A New Milestone in Artistic Freedom: James Aksman-Glosz reviews Matthys Gerber at the Museum of Contemporary Art, Sydney

Matthys Gerber 2015 at the Museum of Contemporary Art, Sydney from 22 September to 6 December 2015.

Matthys Gerber, 2015, installation view Picture: courtesy of Liam Kesteven Photography
Matthys Gerber, Matthys Gerber, 2015, installation view. Picture: courtesy of Liam Kesteven Photography

For decades, in the contemporary art world, painting has been under siege. Art theorists have attacked painting for the myth that surrounds it, bombarded painting with claims that it has lost its seductive qualities and the ability to persuade. And even its illustrious history has been under fire with predictions that it’s no longer relevant. Nevertheless, painting has endured through its many iterations. With many of those versions explored in virtuoso painter Matthys Gerber’s thirty-five-year career, on show in the survey exhibition Matthys Gerber (2015) at the Museum of Contemporary Art (MCA).

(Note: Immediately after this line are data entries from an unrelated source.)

PR #1497, opened 2018-05-05
WIP Java 10 crash fix

### LINKED ISSUE #1496: Unable to start 7.0.1 with Java 10.0.1 on macOS High Sierra 10.13.4
Installed Java using: `brew cask install java`

`java -version` returns

```
java version "10.0.1" 2018-04-17
Java(TM) SE Runtime Environment 18.3 (build 10.0.1+10)
Java HotSpot(TM) 64-Bit Server VM 18.3 (build 10.0.1+10, mixed mode)
```

When trying to run Universal Media Server `7.0.1` a dialog is displayed: "Unable to load Java Runtime Environment". 

When trying to execute the script: `Universal Media Server.app\Contents\MacOS\UMS` the following error is displayed:

```
2018-05-05 00:52:45.441 UMS[1018:9999] No matching JRE or JDK found.
2018-05-05 00:52:45.445 UMS[1018:9999] Error launching JVM Runtime ((null)) Relative Path: '/Applications/Universal Media Server.app/Contents/PlugIns' (dylib: (null))
  error: Unable to load Java Runtime Environment.
```

screen shot 2018-05-05 at 01 00 24

Is this version of the JRE not detected / supported?

When running directly, a class not found exception is displayed:

```
java -jar /Applications/Universal\ Media\ Server.app/Contents/Java/ums-7.0.1-jar-with-dependencies.jar
Exception in thread "main" java.lang.NoClassDefFoundError: com/sun/java/swing/plaf/windows/WindowsLookAndFeel
	at java.base/java.lang.ClassLoader.defineClass1(Native Method)
	at java.base/java.lang.ClassLoader.defineClass(ClassLoader.java:1009)
	at java.base/java.security.SecureClassLoader.defineClass(SecureClassLoader.java:174)
	at java.base/jdk.internal.loader.BuiltinClassLoader.defineClass(BuiltinClassLoader.java:801)
	at java.base/jdk.internal.loader.BuiltinClassLoader.findClassOnClassPathOrNull(BuiltinClassLoader.java:699)
	at java.base/jdk.internal.loader.BuiltinClassLoader.loadClassOrNull(BuiltinClassLoader.java:622)
	at java.base/jdk.internal.loader.BuiltinClassLoader.loadClass(BuiltinClassLoader.java:580)
	at java.base/jdk.internal.loader.ClassLoaders$AppClassLoader.loadClass(ClassLoaders.java:190)
	at java.base/java.lang.ClassLoader.loadClass(ClassLoader.java:499)
	at net.pms.PMS.main(PMS.java:1145)
Caused by: java.lang.ClassNotFoundException: com.sun.java.swing.plaf.windows.WindowsLookAndFeel
	at java.base/jdk.internal.loader.BuiltinClassLoader.loadClass(BuiltinClassLoader.java:582)
	at java.base/jdk.internal.loader.ClassLoaders$AppClassLoader.loadClass(ClassLoaders.java:190)
	at java.base/java.lang.ClassLoader.loadClass(ClassLoader.java:499)
	... 10 more
```

Found this, might be useful:

https://github.com/jidesoft/jide-oss/commit/bce89cec677169503b820cb67ca5709f7c72e6ec

SubJunk:
#1496


src/main/java/net/pms/newgui/LooksFrame.java
```diff
@@ -181,23 +205,43 @@ public static void initializeLookAndFeel() {
...
 
 			lookAndFeelInitialized = true;
 		}
 	}
 
+	/**
+	 * Safely checks whether a particular look and feel class is set.
+	 *
+	 * @param lnf
+	 * @param lookAndFeelClassPath
```
Nadahar: No big deal, but the parameters should have a short description as well.

valib:
There is a difference how looks the new L&F implementation 
new laf
and the current look
ums old
The font is smaller and could be udjusted.

Nadahar:
@valib The problem is probably (as always) the font scaling because you use a different DPI. It's not simply a matter of adjusting the font, that will break if for everybody with "normal" DPI.

valib:
@Nadahar maybe I use different DPI but the setting is the same for the current L&F and the new implementation which uses definitelly smaller or different font and it has nothing with the scalling.

Nadahar:
@valib It has everything to do with font scaling. Since you use a different DPI, you have set windows to scale fonts to 125% if I remember correctly. If you set Windows to not scale fonts, I'm pretty sure the "old" and the "new" implementation would look identical.

As I understand it, the problem is that the "new" solution doesn't handle font scaling, while the "old" do. That's why I say that it isn't simply a matter of scaling up the font, that will only work for you. A solution must be found so that font scaling works in the new solution, and it will work both for you and everybody else.

valib:
@Nadahar I set windows from the font setting 125% (recommended by Windows) to 100% and the result is the same. Current look 
old look
nad new look
new look
so it has nothing to do with the font scalling. Do you compare the current look to the new setting?

Nadahar:
@valib That's strange, maybe you're right. I'll have to test it, but I can't do that right now.

ExSport:
@valib Did you logged out?

SubJunk:
Thanks for the testing and review guys, I will work on this more soon

SubJunk:
@valib it's because on this line https://github.com/UniversalMediaServer/UniversalMediaServer/pull/1497/files#diff-75f202387ab8fdc0d0ebb9d63e299cf7R102 I changed from jgoodies to plaf. Maybe there is a parameter we can pass in, or maybe the plaf one just doesn't have font scaling support :(

Nadahar:
@SubJunk The old version of jgoodies that we use is open source. You should probably look at what it does when creating a new ```WindowsLookAndFeel```. I suspect that it still use Sun's implementation in the bottom, so it's probably just a "wrapper" providing additional functionality like font scaling and other things.

valib:
I think that I found the problem. In the `com.sun.java.swing.plaf.windows.WindowsLookAndFeel` there is a `private boolean useSystemFontSizeSettings`  which initial value is not set which means it is false. There is not a method how to set it true so the font scalling is not working.

SubJunk:
Maybe we can reproduce the things that flag does, at a later time. It looks like it does this:

```
            MenuFont = new WindowsFontSizeProperty("win.menu.font.height", Font.DIALOG, Font.PLAIN, 12);
            FixedControlFont = new WindowsFontSizeProperty("win.ansiFixed.font.height", Font.MONOSPACED,
                       Font.PLAIN, 12);
            ControlFont = new WindowsFontSizeProperty("win.defaultGUI.font.height", Font.DIALOG, Font.PLAIN, 12);
            MessageFont = new WindowsFontSizeProperty("win.messagebox.font.height", Font.DIALOG, Font.PLAIN, 12);
            WindowFont = new WindowsFontSizeProperty("win.frame.captionFont.height", Font.DIALOG, Font.BOLD, 12);
            ToolTipFont = new WindowsFontSizeProperty("win.tooltip.font.height", Font.SANS_SERIF, Font.PLAIN, 12);
            IconFont    = new WindowsFontSizeProperty("win.icon.font.height", Font.DIALOG, Font.PLAIN, 12);
```

SubJunk:
@valib @Nadahar I just pushed a temporary commit to show my attempt at doing this, since I have to stop working for the day. The program fails to start though, maybe one of you can see why that is if you're interested

Nadahar:
It's hard for me to see how setting the font size to a fixed size of 12 can make font scaling work. Such values should never be hardcoded in my experience. What am I missing?

src/main/java/net/pms/newgui/LooksFrame.java
```diff
@@ -320,6 +322,76 @@ public LooksFrame(AutoUpdater autoUpdater, PmsConfiguration configuration) {
 			UIManager.put("Tree.font", sf);
 			UIManager.put("Spinner.font", sf);
 		}
+					// *** Shared Fonts
+					Integer twelve = new Integer(12);
```
valib: `new Integer()` is deprecated in Java 9+. It is recommended to use static `Integer.valueOf()` instead which internally returns `new Integer(Value)`.

valib:
@Nadahar don't ask me but it works. 😲

SubJunk:
Our current `master` works for me on Windows 10 and Java 10, and I need to upgrade my macOS version soon to test on macOS, since I don't think I can get Java 10 on Sierra. So I'll test soon. Thanks for the work to clean this up @valib !

SubJunk:
Before this piece of work is finished we need to make it play nicely with the previous settings on line 291 that seem to be there for languages with special characters, since as it is now it will overwrite them

Nadahar:
@SubJunk GitHub has now updated their review requirements to make more sense. If you go to Settings -> Branches and click ```Edit``` for ```master``` you can now enable "Dismiss stale pull request approvals when new commits are pushed". This makes approvals a whole lot more meaningful, and less risky to give, as further changes to the PR will invalidate the approval and require the reviewer to approve the changes since the last review.

It's the crucial functionality that has been missing with GitHub reviews since they arrived as I see it, and my main (although not the only) reason the prefer Reviewable.

I absolutely thing you should enable this, I will certainly be less hesitant to approve PRs with this.

SubJunk:
Great change, I've enabled that

SubJunk:
This might be related to at least some of the problems in https://www.universalmediaserver.com/forum/viewtopic.php?f=10&t=12557

SubJunk:
We have confirmation from a user that this fixes the problem https://www.universalmediaserver.com/forum/viewtopic.php?p=37789&sid=c6b6f42c4b965bccb58ca8a457e1a4ea#p37789

SubJunk:
@valib sorry I should have noted that this still needs a little bit of work before merge as noted here https://github.com/UniversalMediaServer/UniversalMediaServer/pull/1497#issuecomment-390900339

I will prioritize it since it seems to be causing problems for a lot of users

SubJunk:
@valib I have confirmed that English and Japanese languages works with these changes using Java 8 and 10. If you are happy to approve it again we can merge

SubJunk:
There are some differences between this font and the other one unfortunately, it was a bit nicer before. Also the new one is a bit wider so things don't fit as nicely. Attached are before and after shots:

before
after

One thing we could do is make it so the new font changes are only applied on Java 10+, so that our Java 8 and standalone users can still have the nicer font while we come up with a better solution

SubJunk:
This is about as critical as a bug can get (whole program doesn't start) and the fix has been released in another program for a long time, and this PR has previously passed review in May, and I have tested it manually with different languages and different operating systems, so I think we can merge it.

MCA senior curator Natasha Bullock has marked this exhibition’s design with her distinct curatorial layout and planning. Through her design concepts that incorporate cinematic film techniques with contemporary survey methodologies. Following a similar direction evident in Bullock’s past curatorial projects such as Parallel Collisions: 2012 Adelaide Biennial of Australian Art (co-curated with Alexie Glass-Kantor). Where they utilised the concept of the tracking shot filmmaking technique, which is made clear in how they created a complex dialogue between artworks, while still maintaining a visual rhythm that accelerates at a steady pace. This concept is reminiscent of the long tracking shot in Orson Welles’s classic noir film Touch of Evil (1958). A three-minute excursion through a town in Mexico, and at the same time weaving together the added complexities of a newly married couple walking towards the country’s border and an impending car bomb explosion. The visual tension of the scene is unnerving and was created through the use of multiple perspectives and the extended duration of the tracking shot. Both of these things (multiple perspectives and duration or time) became valuable curatorial tools in making Parallel Collisions (2012) a success. It also proved to be a fertile testing ground for Bullock in meeting the perplexing demands of planning a survey show of Matthys Gerber’s historically dense and stylistically complex oeuvre.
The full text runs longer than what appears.